Problem to solve: From the data below, copy each line that includes the word "repository".

----------

PR #2187, opened 2022-03-02
chore: allow override of rollup output directory for local development

brophdawg11:
For local development usage, allow specification of a different output directory for easier use in testing remix changes on a local app.  This avoids the need to try to symlink the `build/` directory (which always has issues) or manually `cp -r` the built files over.  Unfortunately, `remix dev` doesn't currently pick up on changes automatically, so you just have to Ctrl-C and re-run `remix dev` at the moment.  There's room for improvement there in the future.

```bash
# Tab 1 - create a playground app next to the remix repository
npx create-remix
cd my-remix-app
npm run dev

# Tab 2 - remix repository
REMIX_LOCAL_DEV_OUTPUT_DIRECTORY=../my-remix-app yarn watch
```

----------

Answer for the task:
# Tab 1 - create a playground app next to the remix repository
# Tab 2 - remix repository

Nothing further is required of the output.